> **Your instructions**:
Take from the material every line that contains the word "https".

*** Opening Data for review ***

PR #57, opened 2018-03-09
Reordering how Runner args are routed to Danger

rockbruno:
It seems like Marathon's number of arguments cannot be predicted, which caused https://github.com/danger/danger-swift/issues/54 😫 

The reverting PR https://github.com/danger/danger-swift/pull/55 fixes the issue, but also makes `--verbose` and his friends stop working.

It seems that injecting the arguments right after the Dangerfile will hopefully fix this once and for all. Since we only check the last arguments, hopefully injecting them in the middle will not cause issues. We can also drop logging entirely from the second part if it makes more sense, so we won't have to do this weird arg routing thing.

@sunshinejr If possible, could you help me test this? I think you have a setup where Marathon ends up with different arguments than me, which would be a way to confirm that this won't break things again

*** Closing Data for review ***

> **Solution**:
It seems like Marathon's number of arguments cannot be predicted, which caused https://github.com/danger/danger-swift/issues/54 😫 
The reverting PR https://github.com/danger/danger-swift/pull/55 fixes the issue, but also makes `--verbose` and his friends stop working.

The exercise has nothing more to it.